While Toyota and other companies have recently claimed solid state batteries being developed, none have achieved a design that approaches the maturity required for the product. For example, the most recently produced batteries in toyota were produced using a low-speed sputtering process, which is the same material as has been used in traditionally produced liquid electrolyte lithium ion batteries for more than 15 years. The toyota design, known by Nikkei Electronics, is a 4"x4" cell with positive and negative electrolytes in which the active materials are lithium cobaltate and graphite.

Drawings

The following drawings are merely examples, which should not unduly limit the scope of the claims.
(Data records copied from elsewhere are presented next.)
PR #1161, opened 2018-09-14
Fix installation of cmake config when building with cmake

tronical:
When building with the auto tools, the manually mantained
harfbuzz-config.cmake is installed. When building with cmake, we can use
cmake to generate the correct config files for us and install them.


ebraminio:
Sure, why not, thanks :)

behdad:
Good to hear from you, Simon!

ebraminio:
> Good to hear from you, Simon!

https://github.com/harfbuzz/harfbuzz-old/commits/master?before=3ab7b37bdebf0f8773493a1fee910b151c4de30f+175 same here...

Issue #1168, opened 2018-09-21
Add bots with address- and thread-sanitizer


behdad:
This is how ICU is doing it:

https://github.com/unicode-org/icu/blob/master/.travis.yml#L33

behdad:
Continuing here.
For address-sanitizer, maybe add some flags.  From https://clang.llvm.org/docs/AddressSanitizer.html maybe "-O1 -g -fsanitize=address -fno-omit-frame-pointer"

For thread-sanitizer to have any use, we need to add multi-threaded test, and then just run that one with thread-sanitizer.

Also useful is undefined-behavior sanitizer, and memory sanitizer. Unfortunately doesn't seem like they can be combined...  But one bot should be fine.

behdad:
Also, how did you read the reports?  I don't see any symbols.  Check this: https://clang.llvm.org/docs/AddressSanitizer.html#symbolizing-the-reports

behdad:
Also these?

Use-after-return (runtime flag ASAN_OPTIONS=detect_stack_use_after_return=1)
Use-after-scope (clang flag -fsanitize-address-use-after-scope)

behdad:
(I used asan_symbolize.)

behdad:
Oh, I just saw that you added msan, etc as well.

ebraminio:
'-O1 -g -fsanitize=address -fno-omit-frame-pointer' it was making symbol exporting test to fail

ebraminio:
> Also these?

Default enabled AFAIK.

> (I used asan_symbolize.)

Let me know exact build environment you have used locally and I will put that on the bot.

ebraminio:
Ok, lets close this.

One of ordinary skill in the art would recognize many other variations, modifications, and alternatives. It is also understood that the examples and embodiments described herein are for illustrative purposes only and that various modifications or changes in light thereof will be suggested to persons skilled in the art and are to be included within the scope and spirit of the processes and within the scope of the appended claims.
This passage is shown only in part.